Stored items:
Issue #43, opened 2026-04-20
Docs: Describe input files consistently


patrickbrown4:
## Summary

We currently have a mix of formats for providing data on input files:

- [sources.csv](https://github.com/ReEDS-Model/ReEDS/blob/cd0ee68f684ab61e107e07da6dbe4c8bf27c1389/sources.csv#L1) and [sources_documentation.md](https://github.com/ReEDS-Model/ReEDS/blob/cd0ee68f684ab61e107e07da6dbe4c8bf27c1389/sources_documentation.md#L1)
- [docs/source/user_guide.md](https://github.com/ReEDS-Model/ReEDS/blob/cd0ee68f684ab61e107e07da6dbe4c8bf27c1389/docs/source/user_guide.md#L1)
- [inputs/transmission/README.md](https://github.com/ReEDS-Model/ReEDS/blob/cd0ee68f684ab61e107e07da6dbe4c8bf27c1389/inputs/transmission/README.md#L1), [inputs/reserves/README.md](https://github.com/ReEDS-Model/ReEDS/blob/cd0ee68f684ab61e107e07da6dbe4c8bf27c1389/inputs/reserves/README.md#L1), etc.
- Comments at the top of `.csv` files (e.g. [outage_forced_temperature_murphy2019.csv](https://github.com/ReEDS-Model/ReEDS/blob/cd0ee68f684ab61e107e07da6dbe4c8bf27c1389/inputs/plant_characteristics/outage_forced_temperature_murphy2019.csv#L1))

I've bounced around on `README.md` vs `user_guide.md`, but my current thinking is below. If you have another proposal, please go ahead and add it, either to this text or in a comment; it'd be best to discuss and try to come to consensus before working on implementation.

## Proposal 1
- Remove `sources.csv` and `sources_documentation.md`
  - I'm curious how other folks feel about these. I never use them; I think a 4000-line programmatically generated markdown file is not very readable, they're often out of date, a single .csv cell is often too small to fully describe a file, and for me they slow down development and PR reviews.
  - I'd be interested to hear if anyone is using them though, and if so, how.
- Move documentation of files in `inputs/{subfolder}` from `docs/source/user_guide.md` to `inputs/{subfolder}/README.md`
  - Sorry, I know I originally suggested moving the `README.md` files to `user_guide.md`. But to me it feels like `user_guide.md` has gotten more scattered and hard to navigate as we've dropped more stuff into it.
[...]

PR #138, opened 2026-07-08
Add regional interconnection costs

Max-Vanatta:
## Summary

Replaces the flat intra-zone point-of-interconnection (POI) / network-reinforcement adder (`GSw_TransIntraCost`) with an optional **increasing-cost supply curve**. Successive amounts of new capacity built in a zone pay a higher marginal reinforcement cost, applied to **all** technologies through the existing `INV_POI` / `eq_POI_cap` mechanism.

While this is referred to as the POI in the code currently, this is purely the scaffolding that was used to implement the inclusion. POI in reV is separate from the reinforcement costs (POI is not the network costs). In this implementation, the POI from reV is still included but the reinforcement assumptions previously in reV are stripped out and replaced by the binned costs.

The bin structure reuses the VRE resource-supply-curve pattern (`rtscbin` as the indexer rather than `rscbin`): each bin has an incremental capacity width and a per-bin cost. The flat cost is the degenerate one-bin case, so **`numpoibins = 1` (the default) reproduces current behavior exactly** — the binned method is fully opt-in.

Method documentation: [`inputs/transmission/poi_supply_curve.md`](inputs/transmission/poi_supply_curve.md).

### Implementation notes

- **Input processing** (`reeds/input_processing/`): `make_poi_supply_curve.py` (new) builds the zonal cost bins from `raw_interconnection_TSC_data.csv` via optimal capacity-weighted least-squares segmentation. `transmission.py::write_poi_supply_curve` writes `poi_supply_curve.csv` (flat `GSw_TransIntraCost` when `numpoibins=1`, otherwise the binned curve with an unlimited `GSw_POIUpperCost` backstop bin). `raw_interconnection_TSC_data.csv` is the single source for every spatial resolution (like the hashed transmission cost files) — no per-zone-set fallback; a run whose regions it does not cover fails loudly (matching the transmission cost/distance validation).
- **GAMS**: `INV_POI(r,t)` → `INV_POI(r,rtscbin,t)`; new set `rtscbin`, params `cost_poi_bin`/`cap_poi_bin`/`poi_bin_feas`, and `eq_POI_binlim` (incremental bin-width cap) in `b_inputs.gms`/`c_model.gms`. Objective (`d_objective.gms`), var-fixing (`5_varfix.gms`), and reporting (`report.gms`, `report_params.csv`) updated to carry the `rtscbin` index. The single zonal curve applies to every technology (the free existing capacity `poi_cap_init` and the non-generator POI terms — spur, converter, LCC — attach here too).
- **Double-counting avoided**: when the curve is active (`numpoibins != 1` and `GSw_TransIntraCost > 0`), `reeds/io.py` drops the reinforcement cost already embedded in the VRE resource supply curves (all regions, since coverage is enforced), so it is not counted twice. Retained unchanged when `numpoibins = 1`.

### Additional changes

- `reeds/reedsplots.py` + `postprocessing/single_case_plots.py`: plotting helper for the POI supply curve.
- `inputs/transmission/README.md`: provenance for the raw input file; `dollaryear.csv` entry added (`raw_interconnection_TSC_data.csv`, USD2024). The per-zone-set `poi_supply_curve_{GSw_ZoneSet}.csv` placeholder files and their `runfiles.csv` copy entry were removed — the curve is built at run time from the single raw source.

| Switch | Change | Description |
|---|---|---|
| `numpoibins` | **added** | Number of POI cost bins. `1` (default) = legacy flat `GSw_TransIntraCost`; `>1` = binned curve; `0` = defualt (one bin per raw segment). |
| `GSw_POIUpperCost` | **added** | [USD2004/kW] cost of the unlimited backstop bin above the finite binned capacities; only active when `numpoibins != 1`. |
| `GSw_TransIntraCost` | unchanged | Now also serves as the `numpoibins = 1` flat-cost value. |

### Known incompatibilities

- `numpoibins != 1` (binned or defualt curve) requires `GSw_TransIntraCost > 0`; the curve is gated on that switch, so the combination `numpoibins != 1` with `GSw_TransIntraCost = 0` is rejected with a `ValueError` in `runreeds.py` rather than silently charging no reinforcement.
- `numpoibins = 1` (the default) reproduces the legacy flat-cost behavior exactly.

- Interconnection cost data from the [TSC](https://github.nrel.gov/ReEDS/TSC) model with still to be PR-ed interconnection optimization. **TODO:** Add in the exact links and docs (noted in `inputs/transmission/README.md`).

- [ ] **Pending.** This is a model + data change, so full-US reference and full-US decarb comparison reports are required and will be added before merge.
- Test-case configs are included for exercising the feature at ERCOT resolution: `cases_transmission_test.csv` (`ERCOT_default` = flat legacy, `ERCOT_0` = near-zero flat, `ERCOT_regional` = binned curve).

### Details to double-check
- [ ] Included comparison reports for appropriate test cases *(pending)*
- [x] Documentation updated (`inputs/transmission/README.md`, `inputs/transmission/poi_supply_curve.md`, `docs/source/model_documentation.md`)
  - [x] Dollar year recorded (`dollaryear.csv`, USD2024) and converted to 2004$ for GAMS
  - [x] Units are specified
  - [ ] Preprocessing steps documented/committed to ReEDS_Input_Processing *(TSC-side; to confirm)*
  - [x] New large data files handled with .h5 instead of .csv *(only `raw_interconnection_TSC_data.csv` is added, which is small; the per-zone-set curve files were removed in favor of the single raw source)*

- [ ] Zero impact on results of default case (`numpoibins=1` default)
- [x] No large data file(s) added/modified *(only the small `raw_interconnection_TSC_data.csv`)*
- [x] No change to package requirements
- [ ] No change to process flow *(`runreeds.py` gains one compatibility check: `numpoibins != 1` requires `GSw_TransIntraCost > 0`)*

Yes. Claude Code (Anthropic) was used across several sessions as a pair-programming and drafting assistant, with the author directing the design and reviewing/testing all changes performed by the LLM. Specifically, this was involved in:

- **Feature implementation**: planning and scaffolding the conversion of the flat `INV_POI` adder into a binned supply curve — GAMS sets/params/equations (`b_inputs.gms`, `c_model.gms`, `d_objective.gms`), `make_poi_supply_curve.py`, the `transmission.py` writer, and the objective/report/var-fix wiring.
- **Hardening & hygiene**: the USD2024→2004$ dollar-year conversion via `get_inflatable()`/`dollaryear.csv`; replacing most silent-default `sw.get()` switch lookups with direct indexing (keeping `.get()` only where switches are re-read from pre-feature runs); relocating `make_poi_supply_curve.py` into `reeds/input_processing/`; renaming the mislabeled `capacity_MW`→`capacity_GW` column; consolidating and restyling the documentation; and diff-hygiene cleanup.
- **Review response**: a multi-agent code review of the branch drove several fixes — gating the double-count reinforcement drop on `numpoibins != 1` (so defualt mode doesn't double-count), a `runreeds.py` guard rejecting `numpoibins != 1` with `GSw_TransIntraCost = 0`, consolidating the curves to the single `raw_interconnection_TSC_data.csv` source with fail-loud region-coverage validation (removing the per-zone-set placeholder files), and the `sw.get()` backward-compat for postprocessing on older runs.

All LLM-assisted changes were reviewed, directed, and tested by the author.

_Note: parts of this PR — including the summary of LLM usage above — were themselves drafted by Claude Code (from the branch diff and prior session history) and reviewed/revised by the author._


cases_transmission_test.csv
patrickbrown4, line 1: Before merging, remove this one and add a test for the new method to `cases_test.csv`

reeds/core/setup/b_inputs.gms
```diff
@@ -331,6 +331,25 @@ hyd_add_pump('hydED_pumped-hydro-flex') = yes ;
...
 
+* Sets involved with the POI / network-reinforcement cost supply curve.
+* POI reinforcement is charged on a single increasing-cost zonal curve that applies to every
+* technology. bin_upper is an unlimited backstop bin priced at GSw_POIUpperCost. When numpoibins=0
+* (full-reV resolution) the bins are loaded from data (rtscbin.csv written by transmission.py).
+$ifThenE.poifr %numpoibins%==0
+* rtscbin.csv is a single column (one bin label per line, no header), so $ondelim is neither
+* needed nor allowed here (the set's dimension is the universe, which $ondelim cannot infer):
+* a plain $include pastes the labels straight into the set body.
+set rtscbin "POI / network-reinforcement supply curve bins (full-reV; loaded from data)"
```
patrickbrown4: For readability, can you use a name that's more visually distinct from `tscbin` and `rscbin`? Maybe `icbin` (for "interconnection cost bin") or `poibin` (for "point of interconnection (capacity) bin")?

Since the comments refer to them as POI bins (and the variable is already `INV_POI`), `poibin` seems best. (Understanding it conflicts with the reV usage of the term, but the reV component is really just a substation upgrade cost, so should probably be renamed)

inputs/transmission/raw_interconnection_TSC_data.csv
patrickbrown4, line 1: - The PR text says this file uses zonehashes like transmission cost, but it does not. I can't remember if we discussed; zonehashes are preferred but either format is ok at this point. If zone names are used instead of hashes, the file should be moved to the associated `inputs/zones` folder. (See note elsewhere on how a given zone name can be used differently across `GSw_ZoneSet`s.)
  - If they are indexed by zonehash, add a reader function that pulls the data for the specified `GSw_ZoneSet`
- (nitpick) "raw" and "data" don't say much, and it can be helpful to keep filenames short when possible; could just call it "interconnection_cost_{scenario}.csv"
* * *
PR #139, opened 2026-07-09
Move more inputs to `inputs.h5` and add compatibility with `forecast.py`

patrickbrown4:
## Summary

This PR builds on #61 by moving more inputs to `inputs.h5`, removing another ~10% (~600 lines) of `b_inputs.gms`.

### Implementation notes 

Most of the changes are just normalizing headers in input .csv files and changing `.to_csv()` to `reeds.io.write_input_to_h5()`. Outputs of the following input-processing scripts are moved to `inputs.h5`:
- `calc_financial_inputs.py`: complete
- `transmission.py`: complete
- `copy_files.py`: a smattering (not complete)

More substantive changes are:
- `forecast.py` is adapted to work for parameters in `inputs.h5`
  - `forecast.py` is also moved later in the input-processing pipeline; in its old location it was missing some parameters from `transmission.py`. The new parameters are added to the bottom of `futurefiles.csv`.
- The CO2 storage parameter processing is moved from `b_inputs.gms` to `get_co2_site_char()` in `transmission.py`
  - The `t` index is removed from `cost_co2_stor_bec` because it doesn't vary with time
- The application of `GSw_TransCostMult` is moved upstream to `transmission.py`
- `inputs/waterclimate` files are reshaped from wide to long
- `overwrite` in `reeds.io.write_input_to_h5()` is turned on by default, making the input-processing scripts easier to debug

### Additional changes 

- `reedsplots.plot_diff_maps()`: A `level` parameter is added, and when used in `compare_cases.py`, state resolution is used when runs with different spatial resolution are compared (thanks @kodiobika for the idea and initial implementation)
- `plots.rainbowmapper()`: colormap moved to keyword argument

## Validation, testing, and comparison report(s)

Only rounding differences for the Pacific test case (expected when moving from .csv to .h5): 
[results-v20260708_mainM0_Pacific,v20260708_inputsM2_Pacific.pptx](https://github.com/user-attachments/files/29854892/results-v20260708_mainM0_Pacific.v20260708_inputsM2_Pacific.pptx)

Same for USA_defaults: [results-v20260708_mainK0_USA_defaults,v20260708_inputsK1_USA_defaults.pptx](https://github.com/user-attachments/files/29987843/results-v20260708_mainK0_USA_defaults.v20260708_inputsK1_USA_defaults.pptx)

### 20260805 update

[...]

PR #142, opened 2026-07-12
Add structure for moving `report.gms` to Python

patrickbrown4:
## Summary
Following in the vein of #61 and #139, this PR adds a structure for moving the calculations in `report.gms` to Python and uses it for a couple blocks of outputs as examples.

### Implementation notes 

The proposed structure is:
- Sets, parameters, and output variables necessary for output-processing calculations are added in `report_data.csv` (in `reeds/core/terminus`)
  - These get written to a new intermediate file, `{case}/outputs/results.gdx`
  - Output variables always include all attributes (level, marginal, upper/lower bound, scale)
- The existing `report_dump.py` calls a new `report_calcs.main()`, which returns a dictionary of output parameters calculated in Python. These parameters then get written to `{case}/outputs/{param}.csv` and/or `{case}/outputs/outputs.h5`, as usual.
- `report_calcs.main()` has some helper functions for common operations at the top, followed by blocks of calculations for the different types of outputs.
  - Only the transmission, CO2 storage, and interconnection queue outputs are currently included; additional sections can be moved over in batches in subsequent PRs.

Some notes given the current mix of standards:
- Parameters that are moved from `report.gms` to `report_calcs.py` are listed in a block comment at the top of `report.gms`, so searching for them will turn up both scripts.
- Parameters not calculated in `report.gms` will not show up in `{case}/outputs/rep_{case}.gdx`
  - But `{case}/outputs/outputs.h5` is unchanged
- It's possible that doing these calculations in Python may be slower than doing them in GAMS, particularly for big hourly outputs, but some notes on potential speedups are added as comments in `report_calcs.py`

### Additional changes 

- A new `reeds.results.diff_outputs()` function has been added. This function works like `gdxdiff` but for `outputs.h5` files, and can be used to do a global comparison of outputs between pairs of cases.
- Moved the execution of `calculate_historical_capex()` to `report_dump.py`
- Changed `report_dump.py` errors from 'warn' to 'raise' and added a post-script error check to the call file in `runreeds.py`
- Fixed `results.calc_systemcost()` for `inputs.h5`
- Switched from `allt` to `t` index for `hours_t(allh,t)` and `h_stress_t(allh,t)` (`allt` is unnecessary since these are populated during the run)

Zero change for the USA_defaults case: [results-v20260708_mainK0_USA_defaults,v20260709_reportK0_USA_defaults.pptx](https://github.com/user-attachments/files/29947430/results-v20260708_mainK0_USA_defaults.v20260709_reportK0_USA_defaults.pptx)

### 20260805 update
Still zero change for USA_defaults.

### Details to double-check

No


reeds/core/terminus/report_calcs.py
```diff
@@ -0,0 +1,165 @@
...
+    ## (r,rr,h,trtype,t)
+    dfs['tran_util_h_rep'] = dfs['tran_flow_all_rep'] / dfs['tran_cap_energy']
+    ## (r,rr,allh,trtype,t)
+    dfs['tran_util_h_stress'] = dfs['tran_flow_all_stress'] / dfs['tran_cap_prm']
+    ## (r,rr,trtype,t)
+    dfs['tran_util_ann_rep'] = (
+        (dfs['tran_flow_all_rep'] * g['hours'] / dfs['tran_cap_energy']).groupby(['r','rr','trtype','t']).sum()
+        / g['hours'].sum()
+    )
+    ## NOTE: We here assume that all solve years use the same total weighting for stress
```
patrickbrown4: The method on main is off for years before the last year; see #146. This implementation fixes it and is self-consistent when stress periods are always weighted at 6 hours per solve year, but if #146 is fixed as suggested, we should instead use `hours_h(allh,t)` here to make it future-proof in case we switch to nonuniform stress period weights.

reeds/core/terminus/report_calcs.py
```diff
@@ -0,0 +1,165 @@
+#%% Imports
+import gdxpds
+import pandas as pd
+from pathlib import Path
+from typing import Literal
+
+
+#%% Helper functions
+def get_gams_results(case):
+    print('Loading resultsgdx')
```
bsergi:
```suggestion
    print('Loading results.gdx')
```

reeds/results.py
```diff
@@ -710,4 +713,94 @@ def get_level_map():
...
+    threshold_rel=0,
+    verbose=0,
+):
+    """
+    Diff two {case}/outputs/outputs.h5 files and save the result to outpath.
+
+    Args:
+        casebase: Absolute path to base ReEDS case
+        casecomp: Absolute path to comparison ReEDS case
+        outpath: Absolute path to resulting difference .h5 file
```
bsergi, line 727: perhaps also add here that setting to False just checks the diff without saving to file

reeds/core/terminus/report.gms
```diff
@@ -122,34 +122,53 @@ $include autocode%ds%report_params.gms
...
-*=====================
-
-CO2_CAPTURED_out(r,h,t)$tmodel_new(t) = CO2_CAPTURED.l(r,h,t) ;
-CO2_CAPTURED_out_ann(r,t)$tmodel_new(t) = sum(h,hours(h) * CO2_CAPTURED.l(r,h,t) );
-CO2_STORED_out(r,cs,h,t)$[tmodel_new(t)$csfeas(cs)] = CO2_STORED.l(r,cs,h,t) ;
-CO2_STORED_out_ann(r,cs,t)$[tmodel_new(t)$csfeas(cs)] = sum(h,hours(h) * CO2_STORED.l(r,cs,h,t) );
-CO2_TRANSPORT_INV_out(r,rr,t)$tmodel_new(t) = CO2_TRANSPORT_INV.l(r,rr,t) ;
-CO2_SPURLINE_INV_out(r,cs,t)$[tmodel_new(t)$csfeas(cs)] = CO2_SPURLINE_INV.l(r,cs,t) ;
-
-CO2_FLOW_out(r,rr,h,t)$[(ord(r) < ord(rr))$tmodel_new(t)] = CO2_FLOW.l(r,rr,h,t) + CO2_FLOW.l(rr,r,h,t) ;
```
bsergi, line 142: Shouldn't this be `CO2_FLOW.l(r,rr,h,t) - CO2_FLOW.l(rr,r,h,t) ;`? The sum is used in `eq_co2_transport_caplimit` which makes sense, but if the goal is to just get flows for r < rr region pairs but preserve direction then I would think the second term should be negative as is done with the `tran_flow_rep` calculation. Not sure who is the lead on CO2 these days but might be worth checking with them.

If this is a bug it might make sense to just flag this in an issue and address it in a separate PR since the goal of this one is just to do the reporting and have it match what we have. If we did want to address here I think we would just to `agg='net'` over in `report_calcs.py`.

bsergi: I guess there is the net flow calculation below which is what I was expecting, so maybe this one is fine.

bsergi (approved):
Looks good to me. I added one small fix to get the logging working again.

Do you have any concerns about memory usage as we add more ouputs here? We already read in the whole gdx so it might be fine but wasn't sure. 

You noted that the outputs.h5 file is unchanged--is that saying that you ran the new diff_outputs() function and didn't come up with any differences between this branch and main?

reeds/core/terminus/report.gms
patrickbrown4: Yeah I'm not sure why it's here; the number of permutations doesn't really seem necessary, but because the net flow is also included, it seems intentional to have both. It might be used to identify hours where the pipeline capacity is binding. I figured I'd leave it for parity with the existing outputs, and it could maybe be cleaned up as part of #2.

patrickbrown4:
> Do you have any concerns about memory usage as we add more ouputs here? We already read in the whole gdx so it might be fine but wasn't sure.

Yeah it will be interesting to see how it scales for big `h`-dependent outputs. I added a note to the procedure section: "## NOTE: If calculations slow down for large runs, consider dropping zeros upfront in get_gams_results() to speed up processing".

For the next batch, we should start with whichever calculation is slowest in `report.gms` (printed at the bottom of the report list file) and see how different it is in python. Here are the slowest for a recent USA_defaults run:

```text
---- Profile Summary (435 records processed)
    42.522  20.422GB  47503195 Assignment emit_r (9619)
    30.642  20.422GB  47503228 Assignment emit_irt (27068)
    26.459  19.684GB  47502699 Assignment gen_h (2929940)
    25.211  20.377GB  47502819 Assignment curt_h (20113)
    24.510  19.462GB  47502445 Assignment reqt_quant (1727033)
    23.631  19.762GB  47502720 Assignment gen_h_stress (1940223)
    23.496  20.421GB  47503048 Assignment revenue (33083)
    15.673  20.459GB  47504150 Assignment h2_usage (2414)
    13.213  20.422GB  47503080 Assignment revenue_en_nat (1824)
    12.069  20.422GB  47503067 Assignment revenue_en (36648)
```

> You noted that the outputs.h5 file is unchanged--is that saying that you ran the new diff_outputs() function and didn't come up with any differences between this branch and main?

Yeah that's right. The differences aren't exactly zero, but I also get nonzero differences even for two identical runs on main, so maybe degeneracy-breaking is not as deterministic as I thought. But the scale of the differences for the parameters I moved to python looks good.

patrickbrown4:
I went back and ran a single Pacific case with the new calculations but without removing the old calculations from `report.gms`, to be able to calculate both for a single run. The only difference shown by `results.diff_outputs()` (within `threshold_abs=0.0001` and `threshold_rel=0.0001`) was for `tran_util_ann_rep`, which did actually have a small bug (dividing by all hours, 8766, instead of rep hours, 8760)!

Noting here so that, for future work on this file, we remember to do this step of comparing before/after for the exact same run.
* * *
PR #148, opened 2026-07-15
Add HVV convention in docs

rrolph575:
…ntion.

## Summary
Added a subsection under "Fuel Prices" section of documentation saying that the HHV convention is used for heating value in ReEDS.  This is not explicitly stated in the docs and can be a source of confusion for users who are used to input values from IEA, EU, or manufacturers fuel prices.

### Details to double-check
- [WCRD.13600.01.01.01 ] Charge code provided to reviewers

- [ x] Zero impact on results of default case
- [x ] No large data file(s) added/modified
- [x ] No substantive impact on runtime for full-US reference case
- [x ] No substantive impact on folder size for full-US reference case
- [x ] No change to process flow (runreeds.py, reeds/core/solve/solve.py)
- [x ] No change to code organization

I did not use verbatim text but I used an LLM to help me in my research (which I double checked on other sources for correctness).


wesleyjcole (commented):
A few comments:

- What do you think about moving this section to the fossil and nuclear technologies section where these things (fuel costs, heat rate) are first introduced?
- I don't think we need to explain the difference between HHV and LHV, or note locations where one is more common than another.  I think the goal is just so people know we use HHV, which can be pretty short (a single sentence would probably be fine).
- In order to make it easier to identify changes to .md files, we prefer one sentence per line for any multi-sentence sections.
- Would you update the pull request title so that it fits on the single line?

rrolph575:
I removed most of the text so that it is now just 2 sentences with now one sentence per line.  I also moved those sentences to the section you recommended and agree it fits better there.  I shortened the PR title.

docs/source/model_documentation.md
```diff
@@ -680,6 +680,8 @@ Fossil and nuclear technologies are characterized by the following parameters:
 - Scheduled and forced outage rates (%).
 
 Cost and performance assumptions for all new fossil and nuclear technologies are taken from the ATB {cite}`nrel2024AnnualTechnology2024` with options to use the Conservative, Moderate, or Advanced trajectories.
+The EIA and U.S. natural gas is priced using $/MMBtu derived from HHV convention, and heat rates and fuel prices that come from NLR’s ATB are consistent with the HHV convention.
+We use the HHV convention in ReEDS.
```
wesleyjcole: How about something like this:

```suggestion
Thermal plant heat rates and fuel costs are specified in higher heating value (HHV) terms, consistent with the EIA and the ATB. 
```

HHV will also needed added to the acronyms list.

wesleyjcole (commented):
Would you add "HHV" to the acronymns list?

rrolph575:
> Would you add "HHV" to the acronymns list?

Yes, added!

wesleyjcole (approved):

Problem to solve: Wherever the word "Absolute" appears in a line of the data, copy that line.

Exercise output:
+        casebase: Absolute path to base ReEDS case
+        casecomp: Absolute path to comparison ReEDS case
+        outpath: Absolute path to resulting difference .h5 file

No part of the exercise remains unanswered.